Comment la nature soigne notre tête

 Par quel miracle une simple balade en forêt, la contemplation d’un champ ou une belle vue sur la mer suffisent-elles parfois à faire baisser notre stress et nous recharger en ondes positives ? Explications avec une invitée du Festival inernational de journalisme (FIJ) dont La Vie est partenaire.

Le chant des oiseaux, le bruissement des feuilles dans le vent, l’odeur de l’humus ou le parfum iodé de la mer qui vous transporte… Et soudain, le chaos urbain s’évanouit comme un mauvais songe. La fin d’un cauchemar… On se retrouve. On renaît à soi. Ce n’est pas un mythe : la nature nous apaise et nous fait du bien. « Quand on y est plongé, on constate une réduction de la production de cortisol, de la tension artérielle (systolique et diastolique), de la variabilité du rythme cardiaque, et la tension subjective (selon les questionnaires psychologiques) », explique ainsi Amy Loughman, invitée au Festival international de journalisme (FIJ), qui se tient du 14 au 16 juillet à Couthures-sur-Garonne.

Désactiver les circuits du stress


Cette psychologue australienne, spécialiste des liens entre l’alimentation et la santé mentale, vient de lancer son activité de conseil pour aider les entreprises à aménager leurs bureaux afin d’y intégrer davantage de nature. « Tout a commencé au moment du confinement, j’étais en télétravail et j’allais nager chaque matin dans l’océan proche de chez moi, se souvient-elle. Je me suis ainsi rendu compte du bien que cela me procurait : si je ne nageais pas, j’étais beaucoup moins détendue, davantage de mauvaise humeur. » Une étude récente menée par les chercheurs de l’Institut Max-Planck pour le développement humain à Berlin a ainsi montré qu’il suffisait d’une heure de marche en pleine nature pour réduire considérablement l’activité de l’amygdale, une zone du cerveau liée aux émotions négatives, alors que celle-ci restait stable après une promenade similaire dans un environnement urbain.

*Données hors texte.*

PR #433, opened 2026-06-03
Renaming import fix

rodrigogribeiro:
* This PR fixes a problem in renaming functions names during imports.
* Some tests were commented to await the merge of the opcodes branch.

### DIFF
--- a/test/Cases.hs
+++ b/test/Cases.hs
@@ -82,9 +82,9 @@ dispatches :: TestTree
 dispatches =
   testGroup
     "Files for dispatch cases"
-    [ runDispatchTest "basic.solc",
-      runDispatchTest "stringid.solc",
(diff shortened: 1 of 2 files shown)


test/Cases.hs
```diff
@@ -82,9 +82,9 @@ dispatches :: TestTree
 dispatches =
   testGroup
     "Files for dispatch cases"
-    [ runDispatchTest "basic.solc",
-      runDispatchTest "stringid.solc",
-      runDispatchTest "miniERC20.solc",
+    [ -- runDispatchTest "basic.solc",
```
axic: I think this commenting out is not needed for this PR?

rodrigogribeiro: Yes, you are right. Fixed in the last commit.

mbenke (approved):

Tout passe d’abord par nos yeux. Ils sont les vigies qui déclenchent notre système de réponse au stress quand survient un danger. Lorsque nous nous déplaçons dans l’espace, que ce soit en marchant ou en courant, nous entrons dans ce que les scientifiques nomment un flux optique. Les choses passent devant notre rétine à des vitesses variables, selon l’allure à laquelle nous circulons. En forêt, les arbres et la végétation apparaissent à un rythme relativement régulier. Nos yeux bougent alors naturellement latéralement, de gauche à droite et inversement. Cela enclenche un ensemble de processus dans le cerveau et le corps qui calment les circuits d’activation du stress.

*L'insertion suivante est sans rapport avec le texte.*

PR #434, opened 2026-06-03
Add `public` visibility modifier for contract functions

axic:
In a `contract` every function is private, unless marked as `public`. Special cases: `constructor` and `fallback` are always considered public, but the keyword is not needed to be present (if fact it can't be).

### DIFF
--- a/test/examples/dispatch/slices.solc
+++ b/test/examples/dispatch/slices.solc
@@ -8,58 +8,58 @@ import std.dispatch.{*};
 contract C {
     // --- slice_/truncate on a memory(bytes), materialized with to_bytes ---
 
-    function slice_bytes(a: memory(bytes), start: uint256) -> memory(bytes) {
+    public function slice_bytes(a: memory(bytes), start: uint256) -> memory(bytes) {
         return to_bytes(slice_(a, Typedef.rep(start)));
     }
 
-    function truncate_bytes(a: memory(bytes), end: uint256) -> memory(bytes) {
+    public function truncate_bytes(a: memory(bytes), end: uint256) -> memory(bytes) {
         return to_bytes(truncate(a, Typedef.rep(end)));
     }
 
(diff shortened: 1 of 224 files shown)


axic:
I'll rebase this once fallback is merged.

axic:
@rodrigogribeiro @mbenke this should be ready now

axic:
Rebased after comptime.

mbenke:
It seems that `public` is allowed also on top-level functions not inside a contract as well as instance methods. Is this intended? If so what is the intended meaning?

axic:
> It seems that public is allowed also on top-level functions not inside a contract as well as instance methods. Is this intended? If so what is the intended meaning?

No, that's a mistake. Will fix.

axic:
@mbenke fixed

axic:
Had to rebase due to the slices PR merge needed test updates.

test/examples/dispatch/slices.solc
```diff
@@ -8,58 +8,58 @@ import std.dispatch.{*};
...
 
-    function truncate_bytes(a: memory(bytes), end: uint256) -> memory(bytes) {
+    public function truncate_bytes(a: memory(bytes), end: uint256) -> memory(bytes) {
         return to_bytes(truncate(a, Typedef.rep(end)));
     }
 
     // --- slice_/truncate over the result of a concat ---
 
-    function slice_of_concat(a: bytes32, b: bytes32, start: uint256) -> memory(bytes) {
+    public unction slice_of_concat(a: bytes32, b: bytes32, start: uint256) -> memory(bytes) {
```
mbenke:
```suggestion
    public function slice_of_concat(a: bytes32, b: bytes32, start: uint256) -> memory(bytes) {
```

mbenke (approved):
Nice!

Restaurer les capacités cognitives

Même chose lorsque l’on contemple la mer : pourquoi ce spectacle nous apaise-t-il tant ? se demande ainsi le neuroscientifique Michel Le Van Quyen dans son livre Cerveau et nature, pourquoi nous avons besoin de la beauté du monde (Flammarion). D’abord parce que nos yeux peuvent embrasser l’horizon. « Quand vous regardez un panorama, vous ne pouvez pas fixer votre regard sur un élément précis pendant très longtemps : votre champ visuel va alors s’élargir afin de pouvoir voir loin et de tous les côtés – au-dessus, en bas et sur les côtés. Ce mode de vision diminue votre stress, car il relâche, dans le tronc cérébral, le mécanisme qui intervient dans la vigilance et l’éveil. » Apaisé, notre cerveau profite de ce temps pour restaurer ses capacités cognitives.

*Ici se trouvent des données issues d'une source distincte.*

PR #41, opened 2018-04-25
Added frame grabber script

luhug:
The script pulls all files for the specified frames into a new directory.
Arguments must be given in the following order:
Input directory (where the whole bag is extracted)
Output directory
Number of first frame that you want
Step size (if step size is n, it only copies every nth frame)
Number of the last frame that you want.

### DIFF
--- a/scripts/grab_frames.sh
+++ b/scripts/grab_frames.sh
@@ -1,0 +1,45 @@
+#!/bin/bash
+# Extracts a subset of frames from input folder into output folder
+# $1: Input folder
+# $2: Output folder
+# $3: Start frame
+# $4: Step
+# $5: End frame
+
+# Checks if file exists, copies if yes, throws waring if not.
+function check_and_copy {
+    if [ -f $1 ]
+then
+  cp $1 $2
+else
+  echo "WARNING:" $1 "not found"
+fi
+}
+
+# Check correct number of arguments
+if [ $# -lt 5 ]
+then
+  echo "Usage: $0 INPUT_DIR OUTPUT_DIR START_FRAME STEP END_FRAME"
+  exit 1
+fi
+
+# If output directory doesn't exist, create it.
+if [ ! -d $2 ]
+then
+   mkdir $2
+fi
+
+check_and_copy $1/params_R.csv $2/
+check_and_copy $1/params_camchain.csv $2/
+
+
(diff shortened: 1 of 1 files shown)


scripts/grab_frames.sh
```diff
@@ -0,0 +1,45 @@
...
+fi
+
+check_and_copy $1/params_R.csv $2/
+check_and_copy $1/params_camchain.csv $2/
+
+
+for i in `seq $3 $4 $5`;
+do
+    check_and_copy $1/params_f_$i.csv $2/
+    for j in `seq 1 4`;
```
Fluci: careful about the hard coded assumption that we have 4 streams, there are also bags with only the first two streams because cameras didn't work, but probably ok for most cases

scripts/grab_frames.sh
```diff
@@ -0,0 +1,45 @@
...
+if [ ! -d $2 ]
+then
+   mkdir $2
+fi
+
+check_and_copy $1/params_R.csv $2/
+check_and_copy $1/params_camchain.csv $2/
+
+
+for i in `seq $3 $4 $5`;
```
Fluci: very elegant

scripts/grab_frames.sh
```diff
@@ -0,0 +1,45 @@
+#!/bin/bash
+# Extracts a subset of frames from input folder into output folder
+# $1: Input folder
+# $2: Output folder
+# $3: Start frame
+# $4: Step
+# $5: End frame
+
+# Checks if file exists, copies if yes, throws waring if not.
```
Fluci: typo: warning

Fluci (approved):
Just some thoughts, fine to merge in my opinion.

Fluci:
One other thought: Do you think it would make sense to put every collection of scripts in its own subdirectory? This might avoid some confusion in the future, I didn't think about that when I added the extraction script.

Fluci:
I just run the script: 

linux needs adjusted permissions: chmod +x ./grab_frames.h
linux has trouble with the Windows line ending characters (/bin/bash^M: bad interpreter), look at [this](https://askubuntu.com/questions/304999/not-able-to-execute-a-sh-file-bin-bashm-bad-interpreter) for fixes I you encounter the issue.

itko (approved):
Did not check. Automatic approval.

C’est l’autre bienfait incroyable de la nature : elle rend notre cerveau plus performant. Des chercheurs de l’université Tongji, à Shanghai, ont ainsi montré en 2015 que les différentes zones cérébrales interagissent entre elles davantage quand nous sommes entourés de verdure. Surtout, la nature nous plonge dans un état de fascination douce qui nous apaise. Car il y regorge de ce que les scientifiques nomment des « fractales naturelles » : le dessin des arbres, de leurs ramifications, etc. Les fractales sont des objets géométriques qui présentent une structure similaire à toutes les échelles. Or dans la nature, ces formes sont souvent approximatives. Imparfaites, les fractales naturelles stimulent notre perception visuelle et notre curiosité sans nous fatiguer.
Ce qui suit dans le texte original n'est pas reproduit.